Below are the records; they must be reproduced verbatim.

─── Exercise material

PR #321, opened 2017-09-01
fix typo trheshold --> threshold

abotas:
This fixes a typo propagated from pmaps.peak to a few different places
in the repo. The method is tested.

──────

(Exercise result)
PR #321, opened 2017-09-01
fix typo trheshold --> threshold

abotas:
This fixes a typo propagated from pmaps.peak to a few different places
in the repo. The method is tested.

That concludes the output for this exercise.